# Anyone play squash?



## mattbrit

Hey everyone,

I moved to Hong Kong 2 weeks ago and am living in Tuen Mun. I am a keen squash player, and played to a decent club standard at home.

I have found plenty of squash courts, but no organised squash leagues, meaning I can't find anyone to play. Does anyone fancy a game? If not, any information or advice in regards to teams/leagues/compeitions would be very welcome.


----------



## haq-minhas

*Squash*

Any squash player in dubai.


----------



## benchandler

Hi!

I also moved to HK two weeks ago and am a mid club standard player. Fancy a game next week? I'm in Wanchai.

Cheers 

Ben




mattbrit said:


> Hey everyone,
> 
> I moved to Hong Kong 2 weeks ago and am living in Tuen Mun.
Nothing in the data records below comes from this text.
PR #939, opened 2022-06-27
Feat/read pro features in free

six7:
This PR adds features of the pro version in the free version in a read-only state.

- Allows Git multifile read with free version
- Allows theme switching in the free version
- Allows seeing branch in bottom left in the free version

However,
- Writing to git multifile will be in Pro
- Managing themes will be in Pro
- Using branch switcher will be in Pro


LiamMartens (approved):
@six7 loooks good, maybe just try to get the coverage equal or increased?

six7:
@LiamMartens Could you take a look at changes since review? I had to change a few things as we didn't yet disable the Push button, leading to a bit of a confusing UX.

Also, I'm not sure if I should test for `can't write when multiFile is disabled` as this is part of GitTokenStorage for which we don't have tests yet. What do you think? Feels like we should test that once we tackle that file.

LiamMartens (approved):

LiamMartens:
Just got to resolve some conflicts

PR #957, opened 2022-07-01
Ft 335 support gitlab self hosted with no groups

roppazvan:
* Changed the 'projects' logic so that the plugin fetches the projects using the search GitLab API functionality.
* This should also fix: https://brand-code.atlassian.net/browse/FT-331
* Removed some unnecessary code
* Updated the existing tests for the new changes


src/app/store/providers/__tests__/clientFactory.test.ts
```diff
@@ -0,0 +1,69 @@
...
+      id: fullPath,
+      secret,
+      baseUrl,
+    } as unknown as GitlabCredentials;
+    await clientFactory(context, false);
+
+    expect(GitlabTokenStorage).toHaveBeenCalledWith(secret, repositoryId, fullPath, baseUrl);
+  });
+
+  it('should call change path if ther is a filepath', async () => {
```
LiamMartens, line 35:
```suggestion
  it('should call change path if there is a filepath', async () => {
```

src/app/store/providers/gitlab/gitlab.tsx
```diff
@@ -53,7 +59,7 @@ export function useGitLab() {
   }, [confirm]);
 
   const pushTokensToGitLab = useCallback(async (context: GitlabCredentials) => {
-    const storage = await storageClientFactory(context);
+    const storage = await storageClientFactory(context, multiFileSync);
```
LiamMartens, line 62: Is there a specific reason for passing the `multiFileSync` into the `storageClientFactory` each time?

LiamMartens (changes requested):
Can you check why the coverage is so much lower? It looks like it was lowered on a bunch of unrelated tests (might be you just need to pull in `next`)

Also you can remove `.DS_Store` and had a few other comments

roppazvan:
> 

Pulled in next &  removed ds_store. Not sure about the coverage. I asked Jan too about it. Because I only removed some code. Also, I added tests for code I did not touch. just to make sure the coverage check passes.

LiamMartens (approved):

PR #958, opened 2022-07-01
multiselect implementation

### LINKED ISSUE #245: Multi-select on space tokens' contextual menus
Whenever I'm managing space tokens on nodes, I find myself often working with several sides at once. The current method of applying multiple sides the same token requires individual assignment (right click, select Left, right click again, select Right).

A multi-select method of choosing which properties you'd like to apply a token to. Since the menu already displays a checkbox to show if the token is currently applied, can that checkbox be interactive?

**Describe alternatives you've considered**
Another option might be a keyboard shortcut like Shift or Command that would allow for the selection of multiple properties at once, without closing the contextual menu.

**Additional context**
This probably only applies to spacing tokens since that's the one that has more than two options + an 'All', but maybe would have value in others too like Color. If a keyboard shortcut were to be used, it could be something that works for all tokens that have multiple properties without cluttering up the UI.

fokkerone:
### Add Multiselection for Contextmenu (Closes #245)
- 2 New TS Lint rules
- add DS_Store in .gitignore
- add Prettier as Formater, add some formating rules
- Solve LF/CRLF line ending problem for mdx stories
- Create 2 new exports in contextmenu and use these as alternative menu item in contextmenu

### DIFF
--- a/.eslintrc.js
+++ b/.eslintrc.js
@@ -1,17 +1,17 @@
 module.exports = {
-  extends: ['airbnb', 'airbnb-typescript', 'plugin:react-hooks/recommended'],
+  extends: ["airbnb", "airbnb-typescript", "plugin:react-hooks/recommended"],
   parserOptions: {
-    project: './tsconfig.json'
+    project: "./tsconfig.json",
   },
-  ignorePatterns: ['**/*.js'],
+  ignorePatterns: ["**/*.js"],
   globals: {
-    figma: 'readable',
-    __html__: 'readable',
-    describe: 'readable',
-    it: 'readable',
-    expect: 'readable',
-    cy: 'readable',
-    jest: 'readable',
+    figma: "readable",
+    __html__: "readable",
+    describe: "readable",
+    it: "readable",
+    expect: "readable",
+    cy: "readable",
+    jest: "readable",
   },
   rules: {
     "import/prefer-default-export": 0,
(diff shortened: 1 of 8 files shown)


.prettierrc
```diff
@@ -0,0 +1,6 @@
+{
```
six7, line 1: We already have a `.prettierrc.yml`, you can remove that

src/app/components/MoreButton/MoreButton.tsx
```diff
@@ -47,32 +51,48 @@ export const MoreButton: React.FC<Props> = ({
...
-            key={property.name}
+          <MoreButtonPropertyMulti
+            key={`${property.name}-${property?.label}`}
             value={value}
             property={property}
             onClick={onClick}
           />
         ))}
+
+        {/* <ContextMenuSeparator /> */}
```
six7, line 75: This comment isn't needed, is it?

src/app/components/MoreButton/MoreButtonPropertyMulti.tsx
```diff
@@ -0,0 +1,42 @@
...
+  const mainNodeSelectionValues = useSelector(mainNodeSelectionValuesSelector);
+  const isActive = React.useMemo(
+    () => mainNodeSelectionValues[property.name] === value,
+    [value, property, mainNodeSelectionValues],
+  );
+  const handleClick = React.useCallback(() => {
+    onClick(property, isActive);
+  }, [property, isActive, onClick]);
+
+  return (
```
six7, line 34: This current implementation doesn't work by using up/down arrow keys. It seems to just skip those multi entries.

.eslintrc.js
```diff
@@ -1,17 +1,17 @@
 module.exports = {
-  extends: ['airbnb', 'airbnb-typescript', 'plugin:react-hooks/recommended'],
+  extends: ["airbnb", "airbnb-typescript", "plugin:react-hooks/recommended"],
```
six7, line 2: can you revert those changes? we dont use double quotes in our prettier config.

six7 (changes requested):
Overall nice! some minor things. Also would love to get @LiamMartens review on this as well from a typescript perspective.

.prettierrc
fokkerone: sorry forgot to delete after testing. will do!

src/app/components/MoreButton/MoreButton.tsx
fokkerone: Nope

src/app/components/MoreButton/MoreButtonPropertyMulti.tsx
fokkerone: ok, dont have this on my agenda. See what I can do to implement the default menu A11Y from radix on this one too

.eslintrc.js
fokkerone: you haven´t a uniform style https://github.com/six7/figma-tokens/blob/main/.eslintrc.js
releates to .prettierrc

LiamMartens: I saw you added a `prettierrc` which is fine - but these should still change to single quotes I believe

src/stories/TokenButton.stories.mdx
```diff
@@ -1,156 +1,215 @@
-import { Meta, Story, ArgsTable, Canvas, Preview } from '@storybook/addon-docs';
-import { Provider } from 'react-redux';
+import { Meta, Story, ArgsTable, Canvas, Preview } from "@storybook/addon-docs";
+import { Provider } from "react-redux";
 
-import { store } from '@/app/store';
-import { SingleToken } from '@/types/tokens';
-import { TokenTypes } from '@/constants/TokenTypes';
-import { BoxShadowTypes } from '@/constants/BoxShadowTypes';
+import { store } from "@/app/store";
```
LiamMartens, line 4: I guess these should also revert back to single quotes

LiamMartens (changes requested):
Just formatting

six7:
Closing this in favor of #969

PR #961, opened 2022-07-03
Improve token tooltips

### LINKED ISSUE #878: Change the way aliases show up in tooltips
441F3200-13EE-47C2-A7F3-B852DB89922B

We currently first show both raw and resolved value in tooltips, leading to duplicate listings.

We should change this to show the resolved/raw value inline, so instead of
```
paddingLeft: {spacing.xs}
paddingRight: {spacing.md}
paddingLeft: 16
paddingRight: 32
```

it becomes:

```
paddingLeft: {spacing.xs} 16
paddingRight: {spacing.md} 32
```

### LINKED ISSUE #938: Typography/Shadow reference tooltips don't show rawValue
Given I have the following JSON

```
{
  "typography": {
    "regular": {
      "value": {
        "fontFamily": "Inter",
        "fontWeight": "16",
        "lineHeight": "24",
        "fontSize": "24",
        "letterSpacing": "16"
      },
      "type": "typography"
    },
    "alias": {
      "value": "{typography.regular}",
      "type": "typography"
    }
  }
}
```

and I hover over typography.alias

I expect to see `{typography.regular}` instead of individual key value pairs as input.

However, I see just empty key value pairs.

Actual:
image

Expected:
image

I am a keen squash player, and played to a decent club standard at home.
> 
> I have found plenty of squash courts, but no organised squash leagues, meaning I can't find anyone to play. Does anyone fancy a game? If not, any information or advice in regards to teams/leagues/compeitions would be very welcome.


----------



## 1morenight1morecity

Look for the Wan Chai funky squash group on Facebook.. I can't send the link because I'm in China at the moment.


----------



## dghjarrett

Hi,

I am looking for a game of squash at the moment as well. PM me if you are interested. I live in North Point


----------



## whisky

I do play squash at your level and are located in Tuen Mun, please pm me


----------



## whisky

dghjarrett im in Hong Kong, not malaysia...


----------



## dghjarrett

I am also in HK. Sorry, I didn't realise it said Malaysia. I live in North Point, HK.


----------



## DonnaR

*Squash players*

Yes, looking for players. 
Can play Saturday evenings and Sundays.
Or any morning till 11am.
DB only.


----------



## Parker20

Any squash playing partner in dubai


----------



## LesFroggitts

Parker20 said:


> Any squash playing partner in dubai


Unlikely that you'll find any Dubai players by posting on the Hong Kong forum.


----------